Es ist die Sphäre einer reinen Seelenwirklichkeit, in der der Mensch als Mensch – und nicht als Gesellschaftswesen, aber auch nicht als isolierte und unvergleichliche, reine und darum abstrakte Innerlichkeit – vorkommt, in der, wenn sie einmal als naiv erlebte Selbstverständlichkeit, als die einzig wahre Wirklichkeit da sein wird, sich eine neue und abgerundete Totalität aller in ihr möglichen Substanzen und Beziehungen aufbauen kann, die unsere gespaltene Realität gerade so weit hinter sich läßt und nur als Hintergrund benützt, wie unsere gesellschaftlich-»innerliche« Dualitätswelt die Welt der Natur hinter sich gelassen hat. Aber diese Wandlung kann niemals von der Kunst aus vollzogen werden: die große Epik ist eine an die Empirie des geschichtlichen Augenblicks gebundene Form und jeder Versuch, das Utopische als seiend zu gestalten, endet nur formzerstörend, aber nicht wirklichkeitschaffend. Der Roman ist die Form der Epoche der vollendeten Sündhaftigkeit, nach Fichtes Worten, und muß die herrschende Form bleiben, solange die Welt unter der Herrschaft dieser Gestirne steht. Bei Tolstoi waren Ahnungen eines Durchbruchs in eine neue Weltepoche sichtbar: sie sind aber polemisch, sehnsuchtsvoll und abstrakt geblieben.

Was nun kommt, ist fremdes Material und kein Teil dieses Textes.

PR #6724, opened 2021-08-05
enhancement: improve apply to host flow

snitin315:
Resolve https://github.com/opencollective/opencollective/issues/4278

# Description

- Change the URL of the "Apply with a new Collective" flow and move it from https://opencollective.com/opensource/apply to https://opencollective.com/opensource/apply/new 

- Now that https://opencollective.com/opensource/apply is free, change its behavior and simply display the Collective Page with the "Apply" modal opened.

# Demo

https://user-images.githubusercontent.com/46647141/128299404-cd099bba-a6fa-476a-b296-31e5799b23bd.mp4

### DIFF
--- a/components/ApplyToHostModal.js
+++ b/components/ApplyToHostModal.js
@@ -341,7 +341,7 @@ const ApplyToHostModal = ({ hostSlug, collective, onClose, onSuccess, router, ..
                               creatable
                               renderNewCollectiveOption={() => (
                                 <Link
-                                  href={isOCFHost ? `/foundation/apply/intro` : `/${host.slug}/apply`}
+                                  href={isOCFHost ? `/foundation/apply/intro` : `/${host.slug}/apply-new`}
                                   data-cy="host-apply-new-collective-link"
                                 >
                                   <StyledButton borderRadius="14px" width="100%">
--- a/components/ApplyToHostModal.js
+++ b/components/ApplyToHostModal.js
@@ -341,7 +341,7 @@ const ApplyToHostModal = ({ hostSlug, collective, onClose, onSuccess, router, ..
                               creatable
                               renderNewCollectiveOption={() => (
                                 <Link
-                                  href={isOCFHost ? `/foundation/apply/intro` : `/${host.slug}/apply-new`}
+                                  href={isOCFHost ? `/foundation/apply/intro` : `/${host.slug}/create`}
                                   data-cy="host-apply-new-collective-link"
                                 >
                                   <StyledButton borderRadius="14px" width="100%">
--- a/pages/collective-page.js
+++ b/pages/collective-page.js
@@ -19,6 +19,8 @@ import OnboardingModal from '../components/onboarding-modal/OnboardingModal';
 import Page from '../components/Page';
 import { withUser } from '../components/UserProvider';
 
+import Custom404 from './404';
+
 /** A page rendered when collective is pledged and not active yet */
 const PledgedCollectivePage = dynamic(
   () => import(/* webpackChunkName: 'PledgedCollectivePage' */ '../components/PledgedCollectivePage'),
@@ -52,7 +54,7 @@ const GlobalStyles = createGlobalStyle`
  * to render `components/collective-page` with everything needed.
  */
 class CollectivePage extends React.Component {
-  static async getInitialProps({ client, req, res, query: { slug, status, step, mode } }) {
+  static async getInitialProps({ client, req, res, query: { slug, status, step, mode, action } }) {
     if (res && req && (req.language || req.locale === 'en')) {
       res.set('Cache-Control', 'public, s-maxage=300');
     }
@@ -65,7 +67,7 @@ class CollectivePage extends React.Component {
       skipDataFromTree = true;
     }
 
-    return { slug, status, step, mode, skipDataFromTree };
+    return { slug, status, step, mode, skipDataFromTree, action };
   }
 
   static propTypes = {
@@ -80,6 +82,7 @@ class CollectivePage extends React.Component {
     ]),
     step: PropTypes.string,
     mode: PropTypes.string,
+    action: PropTypes.string,
     LoggedInUser: PropTypes.object, // from withUser
     data: PropTypes.shape({
       loading: PropTypes.bool,
@@ -157,7 +160,7 @@ class CollectivePage extends React.Component {
   }
 
   render() {
-    const { slug, data, LoggedInUser, status, step, mode } = this.props;
+    const { slug, data, LoggedInUser, status, step, mode, action } = this.props;
     const { showOnboardingModal } = this.state;
 
     const loading = data.loading && !data.Collective;
@@ -177,6 +180,11 @@ class CollectivePage extends React.Component {
     }
 
     const collective = data && data.Collective;
+
+    // Don't allow /collective/apply
+    if (action === 'apply' && !collective.isHost) {
+      return <Custom404 />;
+    }
 
     return (
       <Page canonicalURL={this.getCanonicalURL(slug)} {...this.getPageMetaData(collective)}>
--- a/pages/collective-page.js
+++ b/pages/collective-page.js
@@ -182,7 +182,7 @@ class CollectivePage extends React.Component {
     const collective = data && data.Collective;
 
     // Don't allow /collective/apply
-    if (action === 'apply' && !collective.isHost) {
+    if (action === 'apply' && !collective?.isHost) {
       return <Custom404 />;
     }
 
--- a/rewrites.js
+++ b/rewrites.js
@@ -15,7 +15,7 @@ exports.REWRITES = [
     destination: '/staticPage',
   },
   {
-    source: '/foundation/apply/:step(intro|fees|form|success)?',
+    source: '/foundation/apply/:step(intro|fees|form|success)',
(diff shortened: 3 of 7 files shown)


snitin315:
> Now that https://opencollective.com/opensource/apply is free, change its behavior and simply display the Collective Page with the "Apply" modal opened.

@znarf  as [Open Collective Foundation](https://opencollective.com/foundation) has its own application flow, so this change doesn't apply to https://opencollective.com/foundation/apply

pages/collective-page.js
```diff
@@ -178,6 +180,10 @@ class CollectivePage extends React.Component {
 
     const collective = data && data.Collective;
 
+    if (mode === 'apply' && !collective.isHost) {
+      return <Custom404 />;
+    }
+
```
znarf, line 186: Why is this needed? Code comment perhaps?

rewrites.js
```diff
@@ -167,9 +167,14 @@ exports.REWRITES = [
   // New Create Collective Flow
   {
     source:
-      '/:hostCollectiveSlug?/:verb(apply|create)/:version(v2)?/:category(opensource|community|climate|covid-19)?/:step(form)?',
+      '/:hostCollectiveSlug?/:verb(apply/new|create)/:version(v2)?/:category(opensource|community|climate|covid-19)?/:step(form)?',
     destination: '/create-collective',
   },
+  // Apply to host
+  {
+    source: '/:slug/:mode(apply)',
```
znarf, line 175: `action` instead of `mode` perhaps?

znarf (changes requested):
It looks great!

Cherry on the cake, when someone click "Action -> Apply" in the menu, could you change the URL to `/apply`? That would be awesome.

pages/collective-page.js
snitin315: As we don't want `/webpack/apply` to be a valid URL. I will add a comment.

rewrites.js
snitin315: `action` is better 👍🏻

znarf:
> @znarf as Open Collective Foundation has its own application flow, so this change doesn't apply to https://opencollective.com/foundation/apply

While OCF has a custom flow, I think it should work similarly for OSC. On https://opencollective.com/foundation/apply we would open the modal too.

snitin315:
> Cherry on the cake, when someone click "Action -> Apply" in the menu, could you change the URL to /apply

Done 👍🏻 

> While OCF has a custom flow, I think it should work similarly for OSC. On https://opencollective.com/foundation/apply we would open the modal too

Updated 👍🏻

rewrites.js
```diff
@@ -15,7 +15,7 @@ exports.REWRITES = [
     destination: '/staticPage',
   },
   {
-    source: '/foundation/apply/:step(intro|fees|form|success)?',
+    source: '/foundation/apply/new/:step(intro|fees|form|success)?',
```
znarf, line 18: Can we avoid introducing `new` here and simply send to a `step` (`intro` or `form`) when required?

rewrites.js
```diff
@@ -167,9 +167,14 @@ exports.REWRITES = [
   // New Create Collective Flow
   {
     source:
-      '/:hostCollectiveSlug?/:verb(apply|create)/:version(v2)?/:category(opensource|community|climate|covid-19)?/:step(form)?',
+      '/:hostCollectiveSlug?/:verb(apply/new|create)/:version(v2)?/:category(opensource|community|climate|covid-19)?/:step(form)?',
```
znarf, line 170: In the end, it's a bit weird to have `apply/new` as a parameter (having a slash in a parameter value doesn't look like a good practice). Can we use a different parameter. Put this in `:step` or introduce another parameter?

In the end maybe instead of `apply/new`, simply using `apply/form` is what we're looking for? I'm not sure, I might be missing something.

components/ocf-host-application/TermsOfFiscalSponsorship.js
```diff
@@ -72,7 +72,7 @@ const TermsOfFiscalSponsorship = ({ checked, onChecked }) => (
         </Box>
       </Container>
     </Box>
-    <Link href="/foundation/apply/fees">
+    <Link href="/foundation/apply/new/fees">
```
znarf, line 75: As state in other comments, if possible let's try avoiding introducing `new` in all routes. Having `fees` in the URL should be enough.

rewrites.js
snitin315: Yes we can avoid `new` here

rewrites.js
snitin315: using `apply/form` will directly lead to the `create-collective` form here, which should be the next step after clicking `request manual verification` here https://opencollective.com/opensource/apply/form 

Though moving `new` in `:step` will do the job.

components/ocf-host-application/TermsOfFiscalSponsorship.js
snitin315: Yes we can avoid it.

snitin315:
Something strange, tests are passing locally but failing on CI, I'm looking into it.

rewrites.js
snitin315: moving `new` in `:step` wasn't working as expected, so I added `new` seperately-

`:verb(apply|create)/new/:version(v2)?`

snitin315: Hmm, this can have side effects -

- `:verb(apply|create)` here will redirect `/apply` to `create-collective` instead of showing modal. 
-  Can't move `new` to `:step` or any other optional parameter as it will still redirect `/apply` to `/create-collective`
-  We can't introduce a new required parameter as `:verb(apply|create)/new/:version(v2)?` as we will have to update all URLs with `/create/new` `create/new/opensource` etc.


I think the safest option will be changing `/apply` to `/apply-new` to make `/apply` free - 

`:verb(apply-new|create)`

/cc @znarf

snitin315: Or we can add a separate rewrite for `/apply/new` -

```js
{
    source: '/:hostCollectiveSlug?/apply/new',
    destination: '/create-collective',
  },
```

znarf:
Thank you, will have a final look next Monday and tentatively merge.

znarf (changes requested):
Testing right now, some feedback (will update as needed):

- [x] Polish: When closing the modal, the URL should change not not have `/apply` anymore
- [x] Polish: When opening the modal and using the browser back button, the modal is not closed. The route update should trigger a close.
- [x] Broken: The Open Source flow looks broken (when from `/apply-new` we click on "request manual verification") `/opensource/apply/form?hostTos=true` -> 404
- [x] Broken: The Foundation application process (with "Create new collective") is not going to the custom flow. Going to `/foundation/apply-new` instead of `https://opencollective.com/foundation/apply/intro`
- [x] Why have we introduced `/apply-new` instead of `/apply/new` ?

New:

- [ ] Polish: When opening the modal and using the browser back button, the modal is closed. Then, when using the forward browser button, the modal is not reopened.

components/ApplyToHostModal.js
```diff
@@ -341,7 +341,7 @@ const ApplyToHostModal = ({ hostSlug, collective, onClose, onSuccess, router, ..
                               creatable
                               renderNewCollectiveOption={() => (
                                 <Link
-                                  href={isOCFHost ? `/foundation/apply/intro` : `/${host.slug}/apply`}
+                                  href={isOCFHost ? `/foundation/apply/intro` : `/${host.slug}/apply-new`}
```
snitin315, line 344: > The Foundation application process (with "Create new collective") is not going to the custom flow. Going to `/foundation/apply-new` instead of `https://opencollective.com/foundation/apply/intro`

This should be working as per logic here. `isOCFHost` is being calculated via `host.legacyId` which is specific for [`production` and `staging`](https://github.com/opencollective/opencollective-frontend/search?q=OPENCOLLECTIVE_FOUNDATION_ID) environment so this might not work in local env unless we use our local db id in the constant.

snitin315:
> Why have we introduced /apply-new instead of /apply/new ?

Explained here https://github.com/opencollective/opencollective-frontend/pull/6724#discussion_r683973525

snitin315:
Yes, I think we can simply use `/create`. I will test and update accordingly.

snitin315:
@znarf I have updated the PR with the latest feedback 👍🏻 .

znarf:
@snitin315 Thanks, everything works. Added (maybe) last one feedback in the list above.

znarf (changes requested):
Looks good now but end to end test 29-host.dashboard.test.js is not passing. I restarted it and it definitely seems connected to the PR.

snitin315:
Yes it's related I am looking into it.

snitin315:
@znarf fixed 👍🏻 , the issue was that two modals were being inserted into DOM (one for hidden element)

znarf (approved):
Looks good.

One last thing, closing the apply modal doesn't play with routes perfectly well. Once you close it manually, you can't use the forward button to reopen it. If there is a simple solution, appreciated, otherwise it's already good!

snitin315:
@znarf I did some research and tried some manipulation with `window.history` to achieve the behavior above but was unsuccessful, it was always having some side effects. It can introduce unnecessary complexity and may cause some unknown side effects.
 
I think we can create an issue for the same if anyone in the future may found or implement it with a simpler solution.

Erst in den Werken Dostojewskys wird diese neue Welt, fern von jedem Kampf gegen das Bestehende, als einfach geschaute Wirklichkeit abgezeichnet. Darum steht er und steht seine Form außerhalb von diesen Betrachtungen: Dostojewsky hat keine Romane geschrieben, und die gestaltende Gesinnung, die in seinen Werken sichtbar wird, hat weder bejahend noch verneinend etwas mit der europäischen Romantik des neunzehnten Jahrhunderts und mit den mannigfaltigen, ebenfalls romantischen Reaktionen gegen sie zu tun. Er gehört der neuen Welt an. Ob er bereits der Homer oder der Dante dieser Welt ist oder bloß die Gesänge liefert, die spätere Dichter, zusammen mit anderen Vorläufern, zur großen Einheit verflechten werden, ob er nur ein Anfang, oder schon eine Erfüllung ist: das kann nur die Formanalyse seiner Werke aufzeigen. Und es kann erst dann Aufgabe einer geschichtsphilosophischen Zeichendeuterei sein, auszusprechen, ob wir wirklich im Begriffe sind, den Stand der vollendeten Sündhaftigkeit zu verlassen, oder ob erst bloße Hoffnungen die Ankunft des Neuen verkündigen; Anzeichen eines Kommenden, das noch so schwach ist, daß es von der unfruchtbaren Macht des bloß Seienden wann immer spielend erdrückt werden kann.